=== WHAT THE TASK ASKS ===
Read the listing below and copy out every line that holds "boefjes".

=== RECORDED INFORMATION ===
Issue #1288, opened 2023-06-27
Add normalizer detail page


TwistMeister:
Since normalizers are part of the KAT-alogus they also need a detail page. We can then link to this from various places, like the task list and the "task history list" on the boefje detail page.

PR #1506, opened 2023-07-28
Feature: Add task detail pages and show objects yielded by normalizer

### LINKED ISSUE #398: Show yielded objects of normalize
_Please add one or more of the following labels to your issue:_
`frontend`

The link `Download meta and raw data` on the Task page for a normalizer does not return the yielded normalizer output, nor its logs. Instead the input (boefje output) is shown.

I would expect both the input, (current) output and the logs of the normalizer to be available.

Read the logs in the containers, not very user friendly, not possible on every system for all users.

**Additional context**
Also when yielding an object returns an Octopoes API error, this should also be visible in the frontend (and possibly not result in a green 'completed').

TwistMeister:
### Changes
Feature: Add task detail pages and show objects yielded by normalizer.

### Issue link

Closes #398 and #1288 

### Proof
image

---

### Code Checklist

### Communication

---

---
## Checklist for QA:


octopoes/octopoes/repositories/origin_repository.py
```diff
@@ -114,9 +114,6 @@ def save(self, origin: Origin, valid_time: datetime) -> None:
         except ObjectNotFoundException:
             old_origin = None
 
-        if old_origin == origin:
-            return
-
         self.session.add((XTDBOperationType.PUT, self.serialize(origin), valid_time))
```
underdarknl, line 117: Since we are not adding a new origin to the database, Should we not also change the previous origin (or old_origin) to be deleted from this moment in time?

rocky/rocky/views/bytes_raw.py
```diff
@@ -37,6 +37,15 @@ def get(self, request, **kwargs):
             return redirect(request.META["HTTP_REFERER"])
 
 
+# class NormalizerOriginRawView(OrganizationView):
```
underdarknl, line 40: Stale edit?

zcrt:
Nice! Would it be possible to (also) add (part of) this detailed information by expanding rows of the task table? (Just as currently with rows of the findings table.)

rocky/rocky/views/task_detail.py
```diff
@@ -0,0 +1,79 @@
...
+
+        context["breadcrumbs"] = [
+            {
+                "url": reverse("task_list", kwargs={"organization_code": self.organization.code}),
+                "text": _("Tasks"),
+            },
+            {
+                "url": reverse(
+                    "boefje_task_view",
+                    kwargs={"organization_code": self.organization.code, "task_id": uuid.UUID(context["task"].id).hex},
```
ammar92, line 40: The key `task_id` already exists in the super's context, so you can use that instead of recreating a UUID object

rocky/rocky/views/task_detail.py
```diff
@@ -0,0 +1,79 @@
...
+
+
+class NormalizerTaskDetailView(NormalizerMixin, TaskDetailView):
+    template_name = "tasks/normalizer_task_detail.html"
+    plugin_type = "normalizer"
+
+    def get_output_oois(self, task):
+        try:
+            return self.octopoes_api_connector.list_origins(
+                valid_time=task.p_item.data.raw_data.boefje_meta.ended_at, task_id=uuid.UUID(task.id).hex
```
ammar92, line 56: See my previous point about reusing vars

rocky/rocky/views/task_detail.py
```diff
@@ -0,0 +1,79 @@
...
+        context["output_oois"] = self.get_output_oois(context["task"])
+        context["breadcrumbs"] = [
+            {
+                "url": reverse("task_list", kwargs={"organization_code": self.organization.code}),
+                "text": _("Tasks"),
+            },
+            {
+                "url": reverse(
+                    "normalizer_task_view",
+                    kwargs={"organization_code": self.organization.code, "task_id": uuid.UUID(context["task"].id).hex},
```
ammar92, line 73: See my previous points

rocky/rocky/views/bytes_raw.py
TwistMeister: Yes, will remove

rocky/rocky/views/task_detail.py
TwistMeister: Obviously. Thanks for pointing this out.

rocky/rocky/views/task_detail.py
TwistMeister: How can I reuse the context variable here? Or should I store the value in another way so I'm able to access it here as well?

ammar92 (approved):

Darwinkel:
## Checklist for QA:

First of all, awesome feature!

### What works:
* The new pages
* No apparent regressions

### What doesn't work:
- `Download meta and raw data` button on the detail page for normalizers results in a 500:
image
image

- Links can refer to non-existent boefjes
image

- The column called "RAW Produced by Boefje" actually contains links to the boefjes' katalogus page, and not the raw output. 
image


### Bug or feature?:

- From a design perspective, there are now two links to  `Download meta and raw data`, one on the tasks list, and one on the detail page. Isn't this a bit redundant / clutter?

image
image

In addition, normalizers also have two links to download the raw input. Same point applies here.

TwistMeister:
@Darwinkel the link to the 'manual' boefje was broken already, so no regression there. I will create a fix for it on another branch, pointing at main.

The column "RAW created by boefje" isn't meant to include the RAW file, it's meant to state which boefje yielded said RAW file. I will put the column headers up for discussion with the UX-team so this will be more clear.

Having two download links, both in the list as on the detail page doesn't seem to troubling to me from a UX perspective. For design purposes it would be neat if we could remove it as a column from the list page, that I agree on. I will put this up for discussion as wel.

TwistMeister:
@zcrt While I think that's certainly possible and I do think something like that will be beneficial I would like to merge this as is, and not make the PR any bigger. I will take up the whole (re)design of the task lists and the detail pages with the UX-team as a whole instead of fixing this now and having to fix it again after the redesign.

octopoes/octopoes/repositories/origin_repository.py
underdarknl: Currently an OOI is discovered by a normalizer and added to the database. At that point the origin record is also created, and points to the ooi and the normalizer job that yielded that object.
On subsequent runs on the same boefje/normalizer combination no update would be done to the database, the object would simply keep existing as no valid_till was present. 

To be able to show what that second run 'proofed' we need to make sure we either store the output of each normalizer run somewhere (bytes perhaps), or update the origin record to now point at this most recent proof.
By doing the latter we end up with one of two  things depending on the specific implementation:
* An origin record that when seen trough time/history contains a list of all jobs ever involved in proofing this ooi's existence
* A set of origin records related to this OOI, which all exists end to end, and collectively are the historical record of which jobs are involved in proofing this OOI.
I don't know how origin records are currently implemented, so which one it is needs to be checked, and implemented for accordingly

Darwinkel:
## Checklist for QA:

Nice UX, I like the expandable menu.  

### What works:
- Rescheduling
- Clicking yielded objects
- Downloading completed raw and meta

### What doesn't work:
- Downloading dispatched meta
image

- Rescheduling dispatched boefjes
image

- Rescheduling dispatched normalizers
image

- When on a second page, a JavaScript popup occurs when clicking the expand button on the normalizers page
image

- When on a second page, I get a JSON response when clicking a normalizer task

rocky/assets/js/renderNormalizerOutputOOIs.js
```diff
@@ -0,0 +1,45 @@
...
+        callback(status, xhr.response);
+      }
+    };
+    xhr.send();
+  };
+
+
+  button.addEventListener("click", () => getJson(json_url, function(err, data) {
+    if (err !== null) {
+      alert('Somthing went wrong: ' + err);
```
underdarknl, line 27: This could just be moved to the getJson function, no need to pass along the err variable, and then act on it here.
Also, maybe do a console.log of the error, and some visual feedback for the user telling him the 'fold open' did not go as planned?

rocky/assets/js/renderNormalizerOutputOOIs.js
```diff
@@ -0,0 +1,45 @@
+
+const buttons = document.querySelectorAll(".expando-button.normalizer-list-table-row");
+
+buttons.forEach((button) => {
+  const raw_task_id = button.closest('tr').getAttribute('data-task-id');
+  const task_id = button.closest('tr').getAttribute('data-task-id').replace(/-/g, "");
+  const json_url = window.location.href + "/" + task_id;
```
underdarknl, line 7: If this JS is going to be used on other pages too, this maybe just needs to be a constant?

rocky/assets/js/renderNormalizerOutputOOIs.js
```diff
@@ -0,0 +1,45 @@
...
+    if (err !== null) {
+      alert('Somthing went wrong: ' + err);
+    } else {
+      if(data.length > 0) {
+        data.forEach(object => {
+          const element = document.createElement('p')
+          const url = window.location.href.replace('/tasks/normalizers', '')
+          element.innerHTML = "<a href='" + url + "/objects/detail/?ooi_id=" + object +"'>" + object + "</a>"
+
+          button.closest('tr').nextElementSibling.querySelector('#yielded-objects-'+raw_task_id).appendChild(element);
```
underdarknl, line 35: What happens if I open, and then close, and then open the same row again? Im guessing we'd end up with the same yielded objects listed twice?

TwistMeister: Thanks for pointing this out. I had already fixed this, but had not yet pushed my changes :)

rocky/assets/js/renderNormalizerOutputOOIs.js
TwistMeister: Not sure what you mean. The task_id is only known within the context of the button, right?

rocky/assets/js/renderNormalizerOutputOOIs.js
TwistMeister: Yes, this definitely needs another fallback then to just show an alert.

TwistMeister:
@Darwinkel I have addressed the points you raised. The points I didn't fix in this PR, since it wasn't regression are:
- Downloading dispatched meta results in an error. Follow-up ticket: https://github.com/minvws/nl-kat-coordination/issues/1523
- Rescheduling task "twice" results in an error. Follow-up ticket: https://github.com/minvws/nl-kat-coordination/issues/1589

What I did fix is that a task that isn't yet completed doesn't show the "reschedule" button. But if you click "reschedule" on an earlier instance of that task, while a new one is already running the error you observed persists, hence ticket https://github.com/minvws/nl-kat-coordination/issues/1589.

octopoes/octopoes/repositories/origin_repository.py
dekkers: We have some documentation at https://docs.openkat.nl/developer_documentation/octopoes.html#origin
The current Origin model:
https://github.com/minvws/nl-kat-coordination/blob/c51122df60d4556214f898fbdb12072f24fdb6a6/octopoes/octopoes/models/origin.py#L9-L40

Looking at the documentation and the code:
- The Origin model  is used for declarations (objects created through rocky), observations (normalizer output) and inferences (bit output)
- The Origin model has an optional task_id that is only used by normalizers. The `__eq__` of the Origin method currently ignores task_id which causes it to not add a new Origin object if the other fields are the same. The purpose of the Origin objects is to keep track of the origins of objects in the graph and for this we don't need to track every normalizer task, so that hasn't been a problem up to now.
- This proposed change will cause a lot of duplicate inference origins for every bit run that has the same result, so we should look at another way to achiee this.

If we want to track all normalizer tasks in the origins/graph I think we have two options to do that:

1. We change the `__eq__` to include the task_id which will do what the current change intends to do. This will create a new Origin for every normalizer run, but won't cause duplication of inference Origins. It will create a lot more Origins object than we have now and also duplicate observation Origins in the sense that they have the same source/result. I'm not sure whether there isn't code that assumes that that doesn't happen which we would have to fix. Given that it wasn't possible before we also don't have unit tests that would test this, so we should investigate that if implement it this way. There might also be performance issues when we have a lot more Origin objects. 
2. Change the Origin object to include a list of tasks instead of a single task. If the result is the same we just add the task to the lists of tasks of the already existing Origin object. The challenge here is how to change this without breaking existing installations. Given that the task_id currently just points to the first normalizer task that returned this result, I am not sure whether we are really using this information anywhere, so we might be able to just change this without a problems.

Personally I have a preference for option 2, because it fits better with how we use the Origin object and we don't risk performance issues by creatings lots of Origin objects in the database.

dekkers: This has been implemented

Darwinkel:
Issue has been fixed! 

Unrelated: I took the liberty to add `--use-fuzzy` to some of our `compilemessages` pipelines as I discovered that we have been forgetting/losing translations for a while now. Django sometimes tries to automatically infer/fix new translation strings, which cause them to be annotated as fuzzy. By default, `compilemessages` doesn't include these, which has the subtle effect of effectively discarding some of our previous translation work.

Rieven (changes requested):

underdarknl (approved):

=== RESULT ===
- Links can refer to non-existent boefjes
- The column called "RAW Produced by Boefje" actually contains links to the boefjes' katalogus page, and not the raw output. 
- Rescheduling dispatched boefjes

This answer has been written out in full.